Despite extending knowledge on SCI peer mentorship beyond hospital-based programs, our community-based study faced several challenges and has limitations. In particular, it was a challenge to recruit mentees into the study and match them with appropriate mentors. Research on the most important matching characteristics would be valuable to support SCI peer mentor programs in facilitating mentor–mentee matches. Recruitment and matching challenges were compounded by dropouts and loss to follow-up; consequently, the sample size was smaller than anticipated, which limited our analyses and conclusions. Furthermore, to avoid interfering with the program’s standard of service, aspects of the mentorship were not controlled (e.g., frequency, duration, modes of communication). While this pragmatic approach allowed for collection of valuable naturalistic data on community-based mentorship, it introduced numerous confounds into the design.
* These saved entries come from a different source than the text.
PR #4820, opened 2020-08-09
Smoking and functional lighters

Macoron:
### Purpose
Implemented cigarettes (smoking tube, cigars) and lighters. Finally you can light cigarette by fancy zippo, open plasma canister and enjoy the show.

### Notes:
Added new class for fire sources like lighters, welders and burning cigarettes. They create hotspot and may lead to plasma fire.
Clothing animation seems to not working yet, so burning cigarettes doesn't play burning animation in hands or mouth.

Smoking doesn't affect players health for now.
I didn't find any smoking vending machines on maps, so it's good time to start adding them.

### DIFF
--- a/UnityProject/Assets/Scripts/Fire/FireSource.cs
+++ b/UnityProject/Assets/Scripts/Fire/FireSource.cs
@@ -64,6 +64,18 @@ public class FireSource : MonoBehaviour, IServerSpawn
 		pushPull = GetComponent<PushPull>();
 	}
 
+	private void OnDisable()
+	{
+		// unsubscribe hotspot from updates
+		if (pushPull && CustomNetworkManager.IsServer)
+		{
+			if (isBurning)
+			{
+				UpdateManager.Remove(CallbackType.PERIODIC_UPDATE, CreateHotspot);
+			}
+		}
+	}
+
 	private void CreateHotspot()
 	{
 		// send some heat on firesource position
--- a/UnityProject/Assets/Scripts/Fire/FireSource.cs
+++ b/UnityProject/Assets/Scripts/Fire/FireSource.cs
@@ -10,7 +10,7 @@ public class FireSource : MonoBehaviour, IServerSpawn
 {
 	[SerializeField]
 	[Tooltip("Does this fire emit flame from start?")]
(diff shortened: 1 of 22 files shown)


UnityProject/Assets/Scripts/Fire/FireSource.cs
```diff
@@ -0,0 +1,63 @@
...
+
+/// <summary>
+/// Defines fire sources like candles, lighters or activated welder
+/// Fire source can lead to plasma fire or used to ignite flamable objects
+/// </summary>
+public class FireSource : MonoBehaviour, IServerSpawn
+{
+	[SerializeField]
+	[Tooltip("Does this fire emit flame from start?")]
+	private bool isBurningOnSpawn;
```
NoooneyDude: Could you assign a value or `null` or `default` to any non-public `[SerializeField]` fields? Just helps keep the warnings down. Thanks.

UnityProject/Assets/Scripts/Fire/FireSource.cs
```diff
@@ -0,0 +1,63 @@
...
+	/// Flame may lead to ignite flamable objects or plasma fire
+	/// </summary>
+	public bool IsBurning { get; set; }
+
+	private void Awake()
+	{
+		pushPull = GetComponent<PushPull>();
+	}
+
+	private void Update()
```
NoooneyDude: I would suggest using `UpdateManager` to handle updates. That way you can subscribe for updates only when needed - for example when it is the server and `pushPull` is not null, and `IsBurning`.

ReiderJack:
I like how you name booleans! 👍

UnityProject/Assets/Scripts/Fire/FireSource.cs
Macoron: Should be done now

UnityProject/Assets/Scripts/Fire/FireSource.cs
Macoron: Yep, implemented that. Didn't touch Cigarette and Lighters update loops, cause they will refactored soon for new sprite system.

Finally, because mentors and mentees were not matched until after the training session, it was not possible to obtain a true baseline measure of mentors’ displays of TFL. Although unlikely, it is possible that TFL increased from baseline to 3- and 6-months but these changes were not captured.

Recognizing these limitations, we tentatively conclude that the single training session and emailed prompts implemented in this study were insufficient to change SCI peer mentors’ use of TFL. This finding runs contrary to research conducted in an educational context, whereby a one-day TFL training session followed by delivery of readings on TFL, improved teachers’ use of TFL [29]. However, the positive correlations between mentorship frequency and duration, the use of TFL, and the perceived supportiveness of the mentor suggest there may be some merit in coaching mentors to use TFL in their peer mentorship interactions. Although inherently challenging, research involving community-based SCI peer mentorship programs provides opportunities for scientists and community organizations to accrue knowledge of peer mentorship that extends beyond the context of hospital-based programs.